What is expected
Print the lines of the data, starting with the first, up to and including the line where "nameable one second." appears.

Material supplied
PR #256, opened 2026-09-11
fix(sync): the ops alert saw only the first failure reason

tudorsss:
Follow-up to #254.

## What was wrong

#254 made the "sync failing repeatedly" ops alert name the local failure kinds instead of giving a bare count. But the production caller in `SyncCoordinator._do_sync` passed `stats.errors[0]`, a single string, so `server_status_summary` only ever saw the first reason. When that first reason is the one producer that is deliberately never named (sync_engine appends `result.error` verbatim), any nameable reason behind it was dropped and ops got the pre-#254 bare count again.

Measured against the shipped function on `origin/main` (9227939):

```
full list      -> '; 2 local reason(s) [bucket-sync-failed] recorded in local dead-letter'
errors[0] only -> '; 1 local reason(s) recorded in local dead-letter'
```

Every test in `tests/test_sync_local_reason_kind.py` passes a list. None passed what the real caller passed.

## Fix

- `_do_sync` passes `stats.errors or "Sync failed"` (the whole list).
- `_note_sync_failure` accepts `str | list[str]`. The local log line joins the list.
- The tray still shows `errors[0]`. That's one line of local UI, not the ops ingest.
- Redaction is unchanged. Emitted tokens still come only from `_LOCAL_REASON_KINDS`, or they're counts.

I grepped for other `errors[0]` callers. The only other one is the tray call on the next line, and it's deliberate. The `except` path at `main.py:1927` passes the literal `"Sync error"`.

## Corrected rationale

The `server_status_summary` comment and the docstring of `test_two_rejections_sharing_one_status_are_not_reported_as_mixed` said the pre-#254 output was `plus 0 local reason(s)`. Running the pre-#254 bytes actually gives `; server status 422 plus 1 local reason(s), full detail in local dead-letter` (2 items minus 1 de-duplicated code). `plus 0` could never happen on that branch. Both are now corrected to the measured string.

## Proof

- New `tests/test_sync_failure_alert_names_every_reason.py` drives `_do_sync`, not the helper, with the unnamed reason first and a nameable one second.
  - On pre-fix `main.py`, `test_a_nameable_reason_behind_an_unnamed_one_reaches_the_ops_alert` fails with `the nameable reason was dropped: Sync failing repeatedly (3×): 1 local reason(s) recorded in local dead-letter`.
  - The leak test and the empty-errors control already passed pre-fix, because that behaviour was already correct.
  - Post-fix, all 3 pass.
- Redaction mutant (`local_reason_kinds` returns the raw reasons instead of kinds): 8 tests fail, including the existing `test_the_interpolated_text_never_leaves_the_device` and the new caller-path leak test. Control run: 13 passed. The file was restored and the tree is clean.
- Full suite locally (CI's `pytest tests/`): 2169 passed, 1 skipped.
- `verify_tracker_pins.py`: all 4 pins verified. This diff is outside that workflow's path filter anyway.

## Out of scope (noted, not changed)

- The 300s dedup key is the fixed fingerprint `sync-repeated-failure`, so the first reason in a window wins and later, different reasons in the same window are suppressed.
- The partial-success path (`stats.success or stats.events_sent > 0` with `stats.errors` set) only logs locally and never reaches ops.

Merging this doesn't release it. The desktop agent ships through a tagged release.


tudorsss:
## Pre-merge refutation review (adversarial-reviewer, branch `fix/sync-failure-names-every-reason` at 85d95c0)

The reviewer tried to find an input where the ops alert still loses a nameable reason or leaks interpolated text, and found no Critical or Important issues.

- It checked the proof-of-failure independently: with `stats.errors[0]` restored in a scratch copy, `test_a_nameable_reason_behind_an_unnamed_one_reaches_the_ops_alert` fails with `1 local reason(s) recorded in local dead-letter`. On the new code, 13 tests pass.
- Nothing non-string can reach `stats.errors`. Every writer in `sync_engine.py` appends an f-string or a truthy `result.error`.
- Output stays bounded to status digits plus `_LOCAL_REASON_KINDS` tokens, so a longer list can't widen what leaks.

Its first optional note is fixed in 51a33df: a comment cited the stale `main.py:1898` and overstated "nothing else on the wire carries a cause".

Two older gaps it found, neither changed here:

1. `_do_sync`'s `except` branch passes `exc=e`, so the full traceback, including `str(e)`, reaches the ingest as `stack` under this same `sync-repeated-failure` fingerprint.
2. "Failed to get buckets" never alerts ops. `aw_bucket_fetch_failed` returns early to `_handle_aw_bucket_failure`, which never counts toward `_consecutive_sync_failures` or calls capture.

Finished task
PR #256, opened 2026-09-11
fix(sync): the ops alert saw only the first failure reason

tudorsss:
Follow-up to #254.

## What was wrong

#254 made the "sync failing repeatedly" ops alert name the local failure kinds instead of giving a bare count. But the production caller in `SyncCoordinator._do_sync` passed `stats.errors[0]`, a single string, so `server_status_summary` only ever saw the first reason. When that first reason is the one producer that is deliberately never named (sync_engine appends `result.error` verbatim), any nameable reason behind it was dropped and ops got the pre-#254 bare count again.

Measured against the shipped function on `origin/main` (9227939):

```
full list      -> '; 2 local reason(s) [bucket-sync-failed] recorded in local dead-letter'
errors[0] only -> '; 1 local reason(s) recorded in local dead-letter'
```

Every test in `tests/test_sync_local_reason_kind.py` passes a list. None passed what the real caller passed.

## Fix

- `_do_sync` passes `stats.errors or "Sync failed"` (the whole list).
- `_note_sync_failure` accepts `str | list[str]`. The local log line joins the list.
- The tray still shows `errors[0]`. That's one line of local UI, not the ops ingest.
- Redaction is unchanged. Emitted tokens still come only from `_LOCAL_REASON_KINDS`, or they're counts.

I grepped for other `errors[0]` callers. The only other one is the tray call on the next line, and it's deliberate. The `except` path at `main.py:1927` passes the literal `"Sync error"`.

## Corrected rationale

The `server_status_summary` comment and the docstring of `test_two_rejections_sharing_one_status_are_not_reported_as_mixed` said the pre-#254 output was `plus 0 local reason(s)`. Running the pre-#254 bytes actually gives `; server status 422 plus 1 local reason(s), full detail in local dead-letter` (2 items minus 1 de-duplicated code). `plus 0` could never happen on that branch. Both are now corrected to the measured string.

## Proof

- New `tests/test_sync_failure_alert_names_every_reason.py` drives `_do_sync`, not the helper, with the unnamed reason first and a nameable one second.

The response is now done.